Presentation on theme: "Topic 6.4 Gas Exchange. 6.4.1 distinguish between: Ventilation – breathing (air in and out of lungs) Gas Exchange – diffusion of gases. Occurs in 2 places:"— Presentation transcript:
Topic 6.4 Gas Exchange
6.4.1 distinguish between: Ventilation – breathing (air in and out of lungs) Gas Exchange – diffusion of gases. Occurs in 2 places: Cellular Respiration – What is it and where does it take place?

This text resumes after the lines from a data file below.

Issue #91, opened 2016-03-05
Query: Security object not deleted on bootstrap


kiranpradeep:
Is this [`DeleteRequest`](https://github.com/eclipse/leshan/blob/8066e9bc1c2b0eac1980eaf9a28c70d2304c8ed3/leshan-client-core/src/main/java/org/eclipse/leshan/client/servers/BootstrapHandler.java#L87) on `SERVER` object intentional ? Feels it should have been on `SECURITY` object. Shall I go with a pull request ?

jvermillard:
looks like a copy/paste error to me. :+1: for the PR ;)

sbernard31:
Fixed in master (commit 1056533fa8f4d9d7048dd8f65e395844cf2947a1)

PR #99, opened 2016-03-13
Delete security object on bootstrap completion

kiranpradeep:
Fix for issue #91. Security object was not getting deleted on bootstrap completion.
Signed-off-by: Kiran Pradeep <kiran.happy@gmail.com>

### DIFF
--- a/leshan-client-core/src/main/java/org/eclipse/leshan/client/servers/BootstrapHandler.java
+++ b/leshan-client-core/src/main/java/org/eclipse/leshan/client/servers/BootstrapHandler.java
@@ -83,7 +83,7 @@ public class BootstrapHandler {
             // Delete all security instance (except bootstrap one)
             // TODO do not delete boostrap server (see 5.2.5.2 Bootstrap Delete)
             LwM2mObjectEnabler securityObject = objects.get(SECURITY);
-            for (Integer instanceId : serverObject.getAvailableInstanceIds()) {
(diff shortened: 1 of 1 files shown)


kiranpradeep:
1. About the `//TODO: don't delete bootstrap server` line in `BootstrapHandler::delete`, shall I do a ReadRequest on the retrieved securityObject and skip deletion if it is a bootstrap server as in `SecurityObjectPskStore::getKey` ? Missed any other point ?
2. Why `BaseObjectEnabler::doDelete` returns internalServerError instead of a real deletion?

sbernard31:
1. The bootstrap server should not be deleted while a bootstrap session, but should be done at "boostrap finished".  See the other [`TODO`](https://github.com/eclipse/leshan/blob/master/leshan-client-core/src/main/java/org/eclipse/leshan/client/servers/BootstrapHandler.java#L57). Both `TODO` should be done in the same PR ;).
2. The   `BaseObjectEnable.doDelete()` returns `internalServerError("not implemented")` because this is an "abstract" class and it is not able to do the real deletion. This is the responsibility of concrete classes. (like [ObjectEnabler](https://github.com/eclipse/leshan/blob/master/leshan-client-core/src/main/java/org/eclipse/leshan/client/resource/ObjectEnabler.java#L218))

sbernard31:
Integrated in master (commit 1056533fa8f4d9d7048dd8f65e395844cf2947a1)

Diffusion Protists, sponges, cnidarians, and flatworms all obtain oxygen and get rid of carbon dioxide via diffusion with the aqueous environment in which they live. In all animals, the respiratory surface must be moist and thin. In many it is highly branched to provide greater surface area.
6.4.2 Need for ventilation system We are large so our surface area/volume ratio is not favorable for the diffusion of gases. Our exterior surface (skin) is not suited for the exchange of gases. Respiratory surfaces should be moist. A ventilation system ensures that the transfer of gases is encouraged due to concentration gradients.
6.4.4 Anatomy Draw and label Nasal cavity – separated from mouth by palate. Warms, filters, moistens air Pharynx – common passageway for respiration and digestion Larynx – top of trachea, contains vocal cords. Opening to larynx is glottis, protected by epiglottis Trachea – C shaped rings of cartilage support. Forks into 2 bronchi.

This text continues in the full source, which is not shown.